» Stored items:
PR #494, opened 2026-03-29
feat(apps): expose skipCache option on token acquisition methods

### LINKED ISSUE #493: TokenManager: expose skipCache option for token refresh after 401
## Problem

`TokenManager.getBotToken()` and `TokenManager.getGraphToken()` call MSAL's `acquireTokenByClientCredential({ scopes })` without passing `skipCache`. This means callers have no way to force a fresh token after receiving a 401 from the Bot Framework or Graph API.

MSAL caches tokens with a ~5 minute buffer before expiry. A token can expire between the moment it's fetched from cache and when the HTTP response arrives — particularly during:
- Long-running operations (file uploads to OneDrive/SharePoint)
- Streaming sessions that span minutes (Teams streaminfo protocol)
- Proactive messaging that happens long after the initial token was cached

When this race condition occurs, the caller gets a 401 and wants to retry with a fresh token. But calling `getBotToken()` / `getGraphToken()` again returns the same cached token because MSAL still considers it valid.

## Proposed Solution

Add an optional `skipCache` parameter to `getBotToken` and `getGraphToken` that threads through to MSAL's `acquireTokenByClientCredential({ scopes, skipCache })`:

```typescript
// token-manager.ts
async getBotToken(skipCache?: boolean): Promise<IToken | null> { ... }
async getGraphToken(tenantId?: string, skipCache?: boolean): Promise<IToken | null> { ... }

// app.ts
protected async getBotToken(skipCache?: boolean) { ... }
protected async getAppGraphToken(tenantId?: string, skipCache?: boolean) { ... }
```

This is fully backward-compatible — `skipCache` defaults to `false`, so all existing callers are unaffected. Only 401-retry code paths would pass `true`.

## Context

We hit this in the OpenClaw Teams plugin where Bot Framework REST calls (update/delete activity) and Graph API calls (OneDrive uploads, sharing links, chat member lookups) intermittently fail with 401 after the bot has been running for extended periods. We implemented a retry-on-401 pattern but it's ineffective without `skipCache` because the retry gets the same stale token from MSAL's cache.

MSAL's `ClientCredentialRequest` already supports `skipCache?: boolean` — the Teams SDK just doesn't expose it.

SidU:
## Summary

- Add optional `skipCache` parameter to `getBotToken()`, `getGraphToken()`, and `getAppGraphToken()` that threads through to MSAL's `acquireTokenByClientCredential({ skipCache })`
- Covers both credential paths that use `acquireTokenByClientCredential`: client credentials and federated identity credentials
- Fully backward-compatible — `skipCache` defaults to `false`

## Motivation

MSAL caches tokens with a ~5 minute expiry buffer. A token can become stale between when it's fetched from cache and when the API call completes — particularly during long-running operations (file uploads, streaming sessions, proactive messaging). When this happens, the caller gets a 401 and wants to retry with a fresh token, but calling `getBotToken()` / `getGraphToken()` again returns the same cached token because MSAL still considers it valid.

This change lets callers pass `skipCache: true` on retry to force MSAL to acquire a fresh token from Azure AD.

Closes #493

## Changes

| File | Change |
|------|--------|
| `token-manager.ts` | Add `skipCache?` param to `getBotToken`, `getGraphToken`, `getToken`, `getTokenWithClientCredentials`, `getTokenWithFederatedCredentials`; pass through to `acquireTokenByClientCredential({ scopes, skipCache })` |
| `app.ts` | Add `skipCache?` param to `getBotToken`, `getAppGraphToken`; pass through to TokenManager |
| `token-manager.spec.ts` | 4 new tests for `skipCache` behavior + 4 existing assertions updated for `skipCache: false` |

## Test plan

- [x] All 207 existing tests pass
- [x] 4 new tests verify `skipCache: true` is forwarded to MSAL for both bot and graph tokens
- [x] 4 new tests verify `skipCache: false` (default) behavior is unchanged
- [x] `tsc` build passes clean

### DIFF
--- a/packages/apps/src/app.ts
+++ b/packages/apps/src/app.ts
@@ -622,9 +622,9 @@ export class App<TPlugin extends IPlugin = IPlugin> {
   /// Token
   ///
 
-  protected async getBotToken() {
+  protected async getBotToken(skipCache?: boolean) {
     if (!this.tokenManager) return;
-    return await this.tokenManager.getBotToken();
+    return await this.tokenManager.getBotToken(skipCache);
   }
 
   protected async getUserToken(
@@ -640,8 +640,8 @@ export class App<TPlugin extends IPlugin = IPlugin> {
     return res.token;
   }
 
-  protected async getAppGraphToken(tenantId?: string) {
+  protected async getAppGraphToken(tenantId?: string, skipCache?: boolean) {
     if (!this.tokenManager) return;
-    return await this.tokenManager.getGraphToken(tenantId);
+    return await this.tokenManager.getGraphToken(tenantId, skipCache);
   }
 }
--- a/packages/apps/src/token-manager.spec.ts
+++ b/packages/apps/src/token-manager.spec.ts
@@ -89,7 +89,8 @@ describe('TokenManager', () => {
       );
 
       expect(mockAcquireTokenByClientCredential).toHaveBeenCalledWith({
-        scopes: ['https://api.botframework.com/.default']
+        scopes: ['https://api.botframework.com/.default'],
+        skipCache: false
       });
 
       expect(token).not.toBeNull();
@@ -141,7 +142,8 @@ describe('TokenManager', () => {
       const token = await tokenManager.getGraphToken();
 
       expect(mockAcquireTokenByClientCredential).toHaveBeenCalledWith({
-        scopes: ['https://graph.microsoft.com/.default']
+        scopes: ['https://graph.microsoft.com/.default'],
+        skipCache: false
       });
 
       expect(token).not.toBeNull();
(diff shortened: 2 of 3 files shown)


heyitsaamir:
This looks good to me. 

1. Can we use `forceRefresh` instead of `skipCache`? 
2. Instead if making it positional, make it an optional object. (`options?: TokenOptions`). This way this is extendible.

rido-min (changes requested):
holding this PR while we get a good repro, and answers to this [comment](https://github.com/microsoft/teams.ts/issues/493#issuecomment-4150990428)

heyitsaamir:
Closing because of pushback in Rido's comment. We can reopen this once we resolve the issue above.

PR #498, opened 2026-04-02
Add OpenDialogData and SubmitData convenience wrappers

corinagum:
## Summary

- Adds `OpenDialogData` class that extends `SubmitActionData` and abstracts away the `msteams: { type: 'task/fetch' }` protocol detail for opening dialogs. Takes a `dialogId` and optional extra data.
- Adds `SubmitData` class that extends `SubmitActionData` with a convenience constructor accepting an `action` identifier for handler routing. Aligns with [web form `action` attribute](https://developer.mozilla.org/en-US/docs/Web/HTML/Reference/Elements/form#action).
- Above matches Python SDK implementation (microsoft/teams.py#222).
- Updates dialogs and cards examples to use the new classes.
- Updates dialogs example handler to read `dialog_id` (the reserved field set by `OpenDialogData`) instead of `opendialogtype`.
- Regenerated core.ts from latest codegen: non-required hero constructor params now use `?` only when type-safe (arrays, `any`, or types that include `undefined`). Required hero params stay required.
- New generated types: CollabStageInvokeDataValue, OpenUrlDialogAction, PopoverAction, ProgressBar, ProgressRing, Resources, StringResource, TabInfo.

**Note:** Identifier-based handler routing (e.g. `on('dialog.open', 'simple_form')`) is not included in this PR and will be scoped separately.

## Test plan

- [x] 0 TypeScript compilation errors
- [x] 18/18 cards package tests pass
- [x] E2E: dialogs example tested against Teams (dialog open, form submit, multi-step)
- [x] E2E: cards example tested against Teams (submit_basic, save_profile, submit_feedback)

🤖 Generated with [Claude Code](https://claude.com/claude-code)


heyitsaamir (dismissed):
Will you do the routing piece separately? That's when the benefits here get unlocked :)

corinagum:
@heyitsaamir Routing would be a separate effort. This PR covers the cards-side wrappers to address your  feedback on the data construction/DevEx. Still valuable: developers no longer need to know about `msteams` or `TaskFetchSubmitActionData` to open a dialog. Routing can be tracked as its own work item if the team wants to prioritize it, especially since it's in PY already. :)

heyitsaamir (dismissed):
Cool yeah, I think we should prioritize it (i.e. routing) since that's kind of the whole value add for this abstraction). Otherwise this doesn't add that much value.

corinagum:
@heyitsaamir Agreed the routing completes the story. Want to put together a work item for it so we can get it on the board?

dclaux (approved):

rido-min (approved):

...

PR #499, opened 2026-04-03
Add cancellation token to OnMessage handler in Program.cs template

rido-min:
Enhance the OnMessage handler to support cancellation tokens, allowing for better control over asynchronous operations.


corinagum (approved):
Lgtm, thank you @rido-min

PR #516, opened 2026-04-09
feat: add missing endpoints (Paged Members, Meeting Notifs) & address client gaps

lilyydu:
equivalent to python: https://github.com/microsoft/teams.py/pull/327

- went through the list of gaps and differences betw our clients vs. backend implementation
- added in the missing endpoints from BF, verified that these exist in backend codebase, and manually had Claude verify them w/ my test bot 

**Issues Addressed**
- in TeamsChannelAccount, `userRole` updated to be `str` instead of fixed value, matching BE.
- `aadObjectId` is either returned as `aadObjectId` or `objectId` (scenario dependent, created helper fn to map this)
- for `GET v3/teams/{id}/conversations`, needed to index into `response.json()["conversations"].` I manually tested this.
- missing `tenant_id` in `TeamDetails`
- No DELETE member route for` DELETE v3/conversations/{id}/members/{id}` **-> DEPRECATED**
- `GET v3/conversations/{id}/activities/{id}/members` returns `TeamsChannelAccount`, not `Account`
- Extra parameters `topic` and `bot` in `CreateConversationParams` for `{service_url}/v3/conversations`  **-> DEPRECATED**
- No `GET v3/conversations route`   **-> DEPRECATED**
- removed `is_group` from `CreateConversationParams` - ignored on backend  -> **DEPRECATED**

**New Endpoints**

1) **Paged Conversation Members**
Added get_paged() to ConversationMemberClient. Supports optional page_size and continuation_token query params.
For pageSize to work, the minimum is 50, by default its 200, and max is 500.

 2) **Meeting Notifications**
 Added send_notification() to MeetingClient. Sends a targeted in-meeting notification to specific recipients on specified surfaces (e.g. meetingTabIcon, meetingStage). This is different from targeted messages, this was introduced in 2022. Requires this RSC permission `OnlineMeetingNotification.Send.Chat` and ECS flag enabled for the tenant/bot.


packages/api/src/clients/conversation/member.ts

» WORK TASK:
Whichever lines of the data include the word "running", pull them out.

» ANSWER SECTION:
- Long-running operations (file uploads to OneDrive/SharePoint)
We hit this in the OpenClaw Teams plugin where Bot Framework REST calls (update/delete activity) and Graph API calls (OneDrive uploads, sharing links, chat member lookups) intermittently fail with 401 after the bot has been running for extended periods. We implemented a retry-on-401 pattern but it's ineffective without `skipCache` because the retry gets the same stale token from MSAL's cache.
MSAL caches tokens with a ~5 minute expiry buffer. A token can become stale between when it's fetched from cache and when the API call completes — particularly during long-running operations (file uploads, streaming sessions, proactive messaging). When this happens, the caller gets a 401 and wants to retry with a fresh token, but calling `getBotToken()` / `getGraphToken()` again returns the same cached token because MSAL still considers it valid.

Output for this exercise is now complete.